PR #607, opened 2018-02-13
fix(TextInput): aria-describedby casing

psachs21:
React warning throws if casing is off.

Pretty self explanatory. Without this fix, this warning shows:

```
Warning: Unknown ARIA attribute aria-describedBy. Did you mean aria-describedby?
```


joshblack:
Thanks so much @psachs21!

PR #912, opened 2020-05-06
#910 Support multiple similar payment methods

### LINKED ISSUE #910: Cannot add more than one similar payment method.
### Problem

Go to "Income Details", add multiple "Other" payments and click save.
Screenshot 2020-05-02 at 11 35 35

Re-open Income Details, only the last "Other" payment was saved.

Screenshot 2020-05-02 at 11 36 19

### Solution

Allow similar payment methods to be stored.

Currently, the payments info are saved in an object where:

```js
{
   other: {
     value: 'mbway: 912345678'
  }
}
```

* [WORK INSTRUCTION]
The lines from the one containing "### Solution" through the last line of the material above are to be copied exactly, both ends included.

* [ANSWER TO THIS TASK]
### Solution

Allow similar payment methods to be stored.

Currently, the payments info are saved in an object where:

```js
{
   other: {
     value: 'mbway: 912345678'
  }
}
```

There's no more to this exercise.